La Banque centrale européenne (BCE) et le Fonds monétaire international (FMI) ont salué le projet de réforme des règles budgétaires de l'Union européenne discuté vendredi par les ministres des Finances des Vingt-Sept réunis en Suède. La BCE « se félicite » du projet présenté mercredi par la Commission européenne, a déclaré la présidente de l'institution monétaire Christine Lagarde. Elle a salué « l'effort (de l'exécutif européen) pour parvenir à un compromis » malgré des « accords entre les pays qui font face à des défis différents », les écarts d'endettement étant très importants entre les Vingt-Sept.

Ce projet est « une bonne proposition qui contient plusieurs propositions que nous défendions », a affirmé Alfred Kammer, le directeur du FMI pour l'Europe, lors d'un point presse à Stockholm. Le FMI souhaiterait toutefois que l'UE se dote d'« un conseil budgétaire indépendant » qui évaluerait les questions « de façon extérieure à la Commission », a-t-il plaidé.

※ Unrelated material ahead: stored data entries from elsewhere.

PR #5636, opened 2026-07-19
[Feature] Integrate SQL/PPL with query-insights plugin

### LINKED ISSUE #5677: [FEATURE] Integrate SQL/PPL with query-insights plugin for query source tracking

The query-insights plugin captures all search queries as generic DSL queries. When SQL/PPL queries are executed through the _plugins/_sql or _plugins/_ppl endpoints, they generate one or more underlying DSL searches, but there is no way to trace these back to the original SQL/PPL statement. Operators cannot identify which SQL/PPL queries are consuming the most resources, causing latency spikes, or need optimization. The Top N Queries view shows only raw DSL bodies, requiring manual correlation.

Propagate SQL/PPL query metadata to the query-insights plugin via thread context headers so that:

- Each DSL search generated by SQL/PPL is tagged with x-query-source (sql/ppl), x-original-query (the SQL/PPL text), and x-query-execution-id (a UUID correlating all DSL searches from one SQL/PPL execution)
- SQL/PPL processing phase timings (parse, analyze, plan) are captured via x-query-phases header and exposed alongside the query record
- Headers are registered as task headers via getTaskHeaders() so they propagate through the transport layer to the query-insights listener
- The Calcite execution path (used by PPL) includes phase tracking alongside the legacy path (used by SQL)

Pattern-matching the DSL source in the query-insights listener to detect SQL/PPL-generated queries — rejected as fragile, unreliable, and unable to recover the original SQL/PPL text.
Building a separate SQL-specific query tracking system — rejected as duplicative; the existing query-insights infrastructure already provides top-N ranking, storage, and dashboards.
Adding metadata at the REST layer only — rejected because it wouldn't propagate to child search tasks across nodes in a distributed cluster.

Implementation PR: https://github.com/opensearch-project/sql/pull/5636

Companion PRs in other repos:

- Query Insights plugin (aggregation, storage): https://github.com/opensearch-project/query-insights/pull/647
- Query Insights Dashboards (UI): https://github.com/opensearch-project/query-insights-dashboards/pull/577

KishoreKicha14:
### Description
Propagate SQL/PPL query metadata to OpenSearch's query-insights plugin so that DSL queries generated by the SQL engine are identifiable and traceable back to their originating SQL/PPL statement.

Changes:
- Add thread context headers (x-query-source, x-original-query, x-query-execution-id, x-query-phases) set before DSL execution
- Register headers via getTaskHeaders() so TaskManager copies them into SearchTask for query-insights to read
- Add QueryPhaseTracker to instrument parse/analyze/plan phases with wall-clock time, CPU time, and memory allocation per phase
- Execution ID links multiple DSL queries from a single SQL/PPL execution (e.g., JOINs, pagination)

### Related Issues
Resolves #5677 

### Check List
- [X] New functionality has been documented.
- [X] Public documentation issue/PR [created](https://github.com/opensearch-project/documentation-website/issues/new/choose).


core/src/main/java/org/opensearch/sql/executor/QueryService.java
```diff
@@ -279,12 +285,15 @@ public void executeWithLegacy(
       ResponseListener<ExecutionEngine.QueryResponse> listener,
       Optional<Throwable> calciteFailure) {
     try {
-      executePlan(analyze(plan, queryType), PlanContext.emptyPlanContext(), listener);
+      org.opensearch.sql.common.utils.QueryPhaseTracker tracker =
```
ansjcy: please do proper import, don't use org.opensearch.sql.common.utils.QueryPhaseTracker..

core/src/main/java/org/opensearch/sql/executor/QueryService.java
```diff
@@ -279,12 +285,15 @@ public void executeWithLegacy(
...
+      tracker.beginPhase("analyze");
+      LogicalPlan analyzed = analyze(plan, queryType);
+      tracker.beginPhase("plan");
+      executePlan(analyzed, PlanContext.emptyPlanContext(), listener);
     } catch (Exception e) {
       if (calciteFailure.isPresent()) {
-        // This happens if Calcite fell back to V2 due to some issue, and then V2 also failed.
-        // Prefer the Calcite error.
-        // https://github.com/opensearch-project/sql/issues/5060
+        // Calcite fell back to V2 which also failed — prefer Calcite error (#5060)
```
ansjcy: nit: why is this needed?

ansjcy (commented):
I need to take a closer look into the core logistics but please make sure you format this PR before submitting.

core/src/main/java/org/opensearch/sql/executor/QueryService.java
```diff
@@ -201,6 +202,8 @@ public void executeWithCalcite(
     CalcitePlanContext.run(
         () -> {
           try {
+            QueryPhaseTracker tracker = QueryPhaseTracker.startOrRestore();
+            tracker.beginPhase("analyze");
```
Swiddis: Is it better to add these phase markers here instead of part of `executeStage`?

Can possibly rename StageErrorHandler if it's not broad enough to cover all stage-covering monitoring. Same thing with possibly merging the whole queryphasetracker into what we're already using to define these phases.

dzane17:
Instead of injecting four new request headers, can you add the parent id to the DSL search tasks created by sql/ppl? Then every normal DSL search task will have a reference back to its originating sql/ppl query. Query Insights can simply look up whatever info it needs, like the original request body.

The gap right now is that not all DSL search tasks carry the parent PPL/SQL id. PPL v2 was instrumented recently in #5628 (`applyParentTask` in `OpenSearchNodeClient`). If the same were done for the v3 PPL and SQL paths (SQL also needs a coordinator task created first), it would avoid the new headers, `getTaskHeaders()` wiring, thread-context propagation, and raw query text on the wire that the header approach requires.

semantic-review/2025-07-15-162000-pr-sql-query-insights.md
Swiddis, line 1: did you mean to put this ai review folder in the project root

plugin/src/main/java/org/opensearch/sql/plugin/transport/TransportPPLQueryAction.java
```diff
@@ -179,6 +181,25 @@ protected void doExecute(
 
     // in order to use PPL service, we need to convert TransportPPLQueryRequest to PPLQueryRequest
     PPLQueryRequest transformedRequest = transportRequest.toPPLQueryRequest();
+
+    // Tag the thread context so query-insights can identify this as a PPL-derived query.
+    org.opensearch.common.util.concurrent.ThreadContext threadContext =
```
Swiddis: are these headers correctly getting propagated after a complex thread pool handoff?

Swiddis (commented):
preliminary review, haven't traced through the low-level details of thread marking and such / why it matters whether or not we're on a sun jvm

Swiddis:
> Instead of injecting four new request headers, can you add the parent id to the DSL search tasks created by sql/ppl? Then every normal DSL search task will have a reference back to its originating sql/ppl query. Query Insights can simply look up whatever info it needs, like the original request body.
> 
> The gap right now is that not all DSL search tasks carry the parent PPL/SQL id. PPL v2 was instrumented recently in #5628 (`applyParentTask` in `OpenSearchNodeClient`). If the same were done for the v3 PPL and SQL paths (SQL also needs a coordinator task created first), it would avoid the new headers, `getTaskHeaders()` wiring, thread-context propagation, and raw query text on the wire that the header approach requires.

That pr is mostly focused on v3, not sure where v2 is from. But other than that, I like this proposal, we should be roughly aligning to the existing stage tracking and thread propagation we already have as part of complex/background thread handoff. Particularly because historically thread propagation is a pain to modify and guard on edge cases, I'd be very in favor of a single component that owns "create an instrumented thread context that runs $LAMBDA and emits the right metrics to the right places."

dzane17:
My bad, then the parent task approach is even simpler. @penghuo @dai-chen do you have any ideas or concerns?

penghuo:
@KishoreKicha14 

- Does both live_queries and TopN queries will be supported in query insigts?
- I suggest seperete PR. One for PPL, one for SQL.

KishoreKicha14:
@penghuo Yes both live and TopN queries will be support SQL and PPL queries. I will update this into 2 separate PRs (SQL and PPL).

penghuo:
> @penghuo Yes both live and TopN queries will be support SQL and PPL queries. I will update this into 2 separate PRs (SQL and PPL).
- Could u update a PR description to explain how PPL works in live_queries and topN queries.
- Could u include a screenshot to demo how PPL looks like in Query insights?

La réforme du Pacte de stabilité au cœur des discussions

La réforme du célèbre « Pacte de stabilité », que la Commission espère entériner d'ici la fin de l'année, est au programme d'une réunion des ministres des Finances de l'UE organisée vendredi et samedi dans la capitale suédoise. La proposition suscite encore d'importantes divergences parmi les Vingt-Sept.

Elle maintiendrait les limites emblématiques fixées pour le déficit des administrations publiques des États membres à 3% du Produit intérieur brut, et pour la dette publique à 60% du PIB. Mais, afin de promouvoir l'investissement, la Commission souhaite donner aux Etats plus de marges de manœuvre, et fixer des trajectoires d'amélioration des finances publiques moins drastiques et plus réalistes.

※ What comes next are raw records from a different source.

PR #5637, opened 2026-07-20
Fix PPL foreach JSON array type coercion

songkant-aws:
### Description

This is a follow-up to #5613 for JSON arrays stored in text fields.

For field-backed JSON, element values are not visible while the query is being planned. Numeric use of `<<ITEM>>` therefore selects a concrete numeric element type from the expression context, but `ForeachJsonArrayFunctionImpl` previously assumed every parsed value was already a `Number`. A JSON string in that path caused a `ClassCastException` and an HTTP 500 response.

This change:

- converts numeric JSON elements with Calcite's runtime conversion helpers, including numeric strings;
- returns `null` when a value cannot be converted to the inferred concrete type instead of throwing;
- keeps `ARRAY<DOUBLE>` and `ARRAY<VARCHAR>` return types concrete rather than introducing `ANY` or runtime-dependent operator coercion;
- adds unit and indexed-field integration coverage for failed numeric conversion;
- marks `foreach` as experimental and removes product-comparison wording from plugin documentation and test comments.

### User impact

Field-backed JSON arrays used by numeric `foreach` expressions no longer fail the request when an element is not numeric. Valid numeric values and numeric strings continue to use numeric evaluation, while incompatible values produce `null`.

### Validation

```text
./gradlew :core:test --tests org.opensearch.sql.expression.function.CollectionUDF.ForeachFunctionImplTest :ppl:test --tests org.opensearch.sql.ppl.calcite.CalcitePPLForeachTest
```

The change also adds the affected `ForeachFieldJsonIT` coverage to the no-pushdown integration suite.

Related review: https://github.com/opensearch-project/sql/pull/5613#discussion_r3599082074

### DIFF
--- a/core/src/main/java/org/opensearch/sql/calcite/ForeachPlanner.java
+++ b/core/src/main/java/org/opensearch/sql/calcite/ForeachPlanner.java
@@ -432,9 +432,9 @@ class ForeachPlanner {
    * VARCHAR.
    *
    * <p>For {@code json_array()} calls and string literals the content is visible at plan time;
-   * mixed content is rejected. For opaque expressions — typically a field holding JSON text, the
-   * primary Splunk use of json_array mode — content is unknowable, so infer from usage: an item
-   * placeholder consumed by arithmetic means numeric elements, anything else means strings.
+   * mixed content is rejected. For opaque expressions, typically a field holding JSON text, content
+   * is unknowable, so infer from usage: an item placeholder consumed by arithmetic means numeric
+   * elements, anything else means strings.
    */
   private SqlTypeName jsonElementType(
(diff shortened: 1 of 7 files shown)


songkant-aws:
@penghuo As per merged PR disucssion: https://github.com/opensearch-project/sql/pull/5613#discussion_r3600694347, I've changed document phrase and coercion behavior from parsing unknown dynamic type directly from index storage. For now, I haven't find a good solution to immediately solve that. 

Additionally, none of the user’s example queries use `json_str` mode. All of them involve `multifield` mode, where the type is known in advance and the field value can be normalized accordingly. Therefore, I decided to fall back to null when the type is ambiguous in this case.

noCharger (approved):

penghuo (approved):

Les pays dits « frugaux » d'Europe du Nord, menés par l'Allemagne, ont critiqué un affaiblissement du Pacte de stabilité. Ils réclament des règles chiffrées contraignantes de réduction de l'endettement, valables pour tous, car ils craignent une mise en œuvre politisée et trop accommodante de la part de la Commission. Les pays du Sud surendettés, comme l'Italie dont la dette atteint 150% du PIB, jugent au contraire la proposition trop sévère et insistent pour libérer davantage l'investissement public.

Le vice-président de la Commission européenne Valdis Dombrovskis a reconnu que l'objectif des Vingt-Sept de conclure la réforme avant la fin de l'année était « très ambitieux ». Le Pacte de stabilité avait été suspendu début 2020 pour éviter un effondrement de l'économie européenne touchée par la pandémie de Covid. Malgré la guerre en Ukraine, il doit être réactivé fin 2023.

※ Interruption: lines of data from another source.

Issue #5640, opened 2026-07-21
[RFC] PPL multikv command — extract rows from a field


noCharger:
# [RFC] PPL `multikv` command — extract rows from a field

## Problem

Operational and log data frequently arrives with a table packed inside a single field, or with
records nested inside a document, and PPL has no terse way to turn either into rows:

- **Table-formatted text.** Command output such as `ps`, `top`, `netstat`, or `df` is captured as
  one text blob (for example a `message` field). It has a header row and one record per line, but
  PPL sees it as a single opaque string. Extracting the columns today means hand-rolling `rex` /
  `parse` regexes per tool, which is brittle against variable whitespace.
- **Structured records.** An array of objects (`procs = [{pid,cpu}, ...]`) or a single object must
  be exploded and projected with a `mvexpand` + `eval field.sub` + `fields` chain, which is verbose
  and easy to get wrong.

Splunk solves the first case with `multikv`. There is no PPL equivalent, and no single command that
covers both the text and the structured shapes with one interface.

## Proposal

Add a streaming (mid-pipeline) command `multikv` that reads an input field and emits **one row per
source record** — a one-to-many, row-multiplying command. It runs on the coordinating node and
requires the Calcite (v3) engine.

```
multikv [field=<name>] [fields <col>[:<type>]...] [forceheader=<int>] [noheader=<bool>]
```

- `field=<name>` selects the input field. Defaults to `_raw`. OpenSearch has no implicit `_raw`
  field, so callers either pass `field=<name>` or place text in `_raw` first with `eval _raw=<f>`.
- `fields <col>[:<type>]...` declares the output columns by name; an optional `:<type>`
  (`string|boolean|int|integer|long|float|double`) types the column at plan time (see Column
  typing). This is the only form that yields named columns, and it is what makes v1 fixed-schema
  (see Scope).
- `forceheader=<int>` uses the given 1-based line as the header, skipping banner lines above it.
- `noheader=<bool>` performs row explosion only (no named columns), for example to count data lines.

### Input modes (dispatch on the input field's type)

`multikv` inspects the plan-time type of `field=<name>` and routes to one of three paths. This is
the key design point: the same `field= ... fields ...` interface works whether the field is raw
text or already structured.

| Input field type | Calcite type | Behavior |
|---|---|---|
| Text | `VARCHAR` | Parse the table text: a header row names the columns, each following line becomes a row. Extracted values are `string`. |
[...]

PR #5641, opened 2026-07-21
Add PPL multikv command (fixed-schema)

noCharger:
### Description

Adds the PPL `multikv` command: a streaming, row-multiplying command that extracts fields from an input field and emits one row per source record. It requires the Calcite (v3) engine.

The input field is selected with `field=<name>` (defaults to `_raw`); output columns are declared with `fields <col>...`. `multikv` dispatches on the input field's plan-time type:

- **Text** (`VARCHAR`): parse table-formatted text (for example `ps` / `top` / `netstat` / `df` output) into columns. Extracted values are typed `string`.
- **Array of objects** (`ARRAY<ANY>`): explode into one row per element, reading each declared column from the element and preserving its type.
- **Single object** (`MAP<VARCHAR,ANY>`): read each declared column, preserving its type; emits one row.

Nested container values are returned serialized (matching the merged `makeresults` convention); extract deeper fields downstream with `spath` or another `multikv field=<subfield>`.

Design, semantics, and deferred scope (runtime auto-header, aligned-offset parsing, `filter`/`rmorig`, parse-to-MAP optimization) are in the RFC: **#5640**.

### Changes
- Grammar + `Multikv` AST + Calcite lowering, including the `field=<name>` input selector, `forceheader`, and `noheader`.
- Type-dispatch in `visitMultikv`: text → `MULTIKV_SPLIT` / `mvexpand` / `MULTIKV_EXTRACT`; array-of-objects → `mvexpand` + `INTERNAL_ITEM`; single object → `INTERNAL_ITEM` only.
- Bare `multikv` (no `fields`, no `noheader`) is rejected at the semantic layer with actionable guidance (v1 is fixed-schema).
- V2 (non-Calcite) engine returns an unsupported-command error, matching the merged `makeresults` convention.
- User docs: `docs/user/ppl/cmd/multikv.md` and an `index.md` row.

### Test coverage
- Unit: `CalcitePPLMultikvTest`, `AstBuilderTest#testMultikvCommand` (incl. `field=`), `PPLQueryDataAnonymizerTest`.
- IT: `CalcitePPLMultikvCommandIT` (covering `field=`, text, array-of-objects, and single-object modes), `NewAddedCommandsIT#testMultikv`.

### Check List


core/src/main/java/org/opensearch/sql/ast/tree/Multikv.java
```diff
@@ -0,0 +1,89 @@
...
+ * is set. Runtime header auto-detection (no fields, no forceheader, no noheader) is not supported;
+ * such a query is rejected at the field-resolution phase with a message directing the author to add
+ * a {@code fields} clause.
+ */
+@ToString
+@EqualsAndHashCode(callSuper = false)
+@Getter
+public class Multikv extends UnresolvedPlan {
+
+  /** Default Splunk input field for multikv. */
```
songkant-aws: Avoid Splunk wording in comments.

core/src/main/java/org/opensearch/sql/ast/tree/Multikv.java
```diff
@@ -0,0 +1,89 @@
...
+  public static final String DEFAULT_INPUT_FIELD = "_raw";
```
songkant-aws, line 38: We don't have such metadata field yet. Is it expected to be explicitly generated by user in `makeresults` command?

docs/user/ppl/cmd/multikv.md
```diff
@@ -0,0 +1,97 @@
...
+
+## Example 1: Extract a single column
+
+The following query reads the table text from the `raw` field with `field=` and extracts the `pctIdle` column:
+
+```ppl
+source=metrics
+| multikv field=raw fields pctIdle
+| fields pctIdle
+```
```
songkant-aws, line 41: We need to print real output for each example ppl queries.

docs/user/ppl/index.md
```diff
@@ -84,6 +84,7 @@ source=accounts
 | [explain command](cmd/explain.md) | 3.1 | stable (since 3.1) | N/A | Explain the plan of query. |
 | [show datasources command](cmd/showdatasources.md) | 2.4 | stable (since 2.4) | N/A | Query datasources configured in the PPL engine. |
 | [makeresults command](cmd/makeresults.md) | 3.8 | experimental (since 3.8) | No | Generate in-memory rows for testing and seeding, optionally from inline CSV/JSON data. |
+| [multikv command](cmd/multikv.md) | 3.8 | experimental (since 3.8) | No | Extract fields from table-formatted text in a field, emitting one row per table data row. |
```
songkant-aws: nit: version 3.9?

ppl/src/main/java/org/opensearch/sql/ppl/parser/AstBuilder.java
```diff
@@ -1107,6 +1108,38 @@ public UnresolvedPlan visitMvexpandCommand(OpenSearchPPLParser.MvexpandCommandCo
     return new MvExpand(field, limit);
   }
 
+  @Override
+  public UnresolvedPlan visitMultikvCommand(OpenSearchPPLParser.MultikvCommandContext ctx) {
+    List<Field> fields = null;
+    String inField = Multikv.DEFAULT_INPUT_FIELD;
+    Integer forceHeader = null;
+    boolean noHeader = false;
+    boolean rmOrig = true; // Splunk default
```
songkant-aws: Avoid Splunk wording in comments.

docs/user/ppl/cmd/multikv.md
```diff
@@ -0,0 +1,97 @@
+
+# multikv
```
songkant-aws, line 2: add it to docs/category.json to enable docs test.

docs/user/ppl/cmd/multikv.md
```diff
@@ -0,0 +1,97 @@
...
+When `field=` points at an array of objects, `multikv` emits one row per element and reads each declared column from the element, preserving the element value:
+
+```ppl
+source=hosts
+| multikv field=procs fields pid cpu
+```
+
+For a document with `procs = [{"pid":1,"cpu":0.5},{"pid":42,"cpu":9.1}]`, the query returns two rows: `(1, 0.5)` and `(42, 9.1)`. When `field=` points at a single object rather than an array, one row is returned. Nested container values are returned as-is; extract deeper fields downstream with `spath` or another `multikv field=<subfield>`.
+
+## Limitations
```
songkant-aws, line 132: Per the RFC discussion, we should call out that users must explicitly cast expanded key-value fields from VARCHAR or ANY to the expected types when type-sensitive processing is required. 

Please confirm that this reflects an outcome discussed and agreed upon with users.

integ-test/src/test/java/org/opensearch/sql/calcite/remote/CalcitePPLMultikvCommandIT.java
```diff
@@ -0,0 +1,153 @@
...
+
+  @Test
+  public void testMultikvFields() throws IOException {
+    // Declared single column: auto-detected header maps pctIdle -> its column.
+    JSONObject result =
+        executeQuery(
+            "source=test_multikv | eval _raw = raw | multikv fields pctIdle | fields pctIdle");
+    verifySchema(result, schema("pctIdle", "string"));
+    verifyDataRows(result, rows("90"), rows("92"));
+  }
```
songkant-aws, line 84: Add more complex ITs to let downstream commands correctly consume multikv results after casting

ppl/src/test/java/org/opensearch/sql/ppl/calcite/CalcitePPLMultikvTest.java
```diff
@@ -0,0 +1,94 @@
...
+/**
+ * Logical-plan tests for the {@code multikv} command (fixed-schema).
+ *
+ * <p>multikv lowers to a three-layer rewrite: an {@code eval} that calls {@code MULTIKV_SPLIT} into
+ * a helper record column, an mvexpand (Uncollect over a Correlate) that explodes one row per table
+ * data row, and a per-declared-column {@code MULTIKV_EXTRACT} eval followed by a narrowing project.
+ * These assertions pin the presence and absence of those operators rather than the full Rex
+ * rendering, which is exercised end-to-end by CalcitePPLMultikvCommandIT.
+ */
+public class CalcitePPLMultikvTest extends CalcitePPLAbstractTest {
```
songkant-aws, line 26: Please also add tests to CalciteExplainIT to assert printed logical plans are correct.

core/src/main/java/org/opensearch/sql/calcite/CalciteRelNodeVisitor.java
```diff
@@ -4663,6 +4665,143 @@ public RelNode visitMvExpand(MvExpand mvExpand, CalcitePlanContext context) {
...
+    // its schema; the structured branch reuses that build, the text branch discards it.
+    boolean savedProjectVisited = context.isProjectVisited();
+    RelNode probe = node.getChild().get(0).accept(this, context);
+    RelDataTypeField probeField = probe.getRowType().getField(node.getInField(), true, false);
+    boolean structuredArray =
+        probeField != null
+            && (SqlTypeUtil.isArray(probeField.getType())
+                || SqlTypeUtil.isMultiset(probeField.getType()));
+    boolean structuredMap = probeField != null && SqlTypeUtil.isMap(probeField.getType());
+    if (structuredArray || structuredMap) {
```
songkant-aws, line 4719: For input types other than ARRAY and MAP, the current implementation silently falls back to the text path and treats them as strings. Should we validate the input type here and reject unsupported types during planning?

core/src/main/java/org/opensearch/sql/calcite/CalciteRelNodeVisitor.java
```diff
@@ -4663,6 +4665,143 @@ public RelNode visitMvExpand(MvExpand mvExpand, CalcitePlanContext context) {
...
+        projected.add(item);
+        names.add(col);
+      }
+      relBuilder.project(projected, names);
+      context.setProjectVisited(true);
+      return relBuilder.peek();
+    }
+    // Text input: discard the probe build and run the split pipeline on a fresh build.
+    context.relBuilder.build();
+    context.setProjectVisited(savedProjectVisited);
```
songkant-aws: The type-based dispatch is reasonable, but the current implementation visits the child twice. The first visit mutates the shared RelBuilder and CalcitePlanContext; text mode then calls build() and only restores isProjectVisited before rebuilding the child. This is not a full rollback and may affect features such as correlation binding or plan-node tracking. Could we build the child once and lower text mode from the resulting RelNode? Is there a specific reason to discard the build in text mode? The schema is known at stack peek and it seems feasible to build text mode specific MvExpand Relnode on top of it.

Ne pas conclure la réforme d'ici là ne serait pas un drame, a estimé le ministre allemand des Finances Christian Lindner. « Nous avons un Pacte de stabilité. Tant que nous n'avons pas de nouvelles règles, les règles actuelles s'appliquent et donc nous ne sommes pas dans le vide », a-t-il affirmé. Le commissaire à l'Economie, Paolo Gentiloni, s'est cependant dit « optimiste sur le fait qu'on arrivera à de bons résultats », car, selon lui, « tous les Etats membres, malgré des points de vue différents, sont conscients du besoin d'aboutir à un accord. »

Le fait que le projet suscite des critiques tant des pays « frugaux » du Nord que des pays du Sud prouve, selon lui, que le projet de réforme de la Commission « est très équilibré ».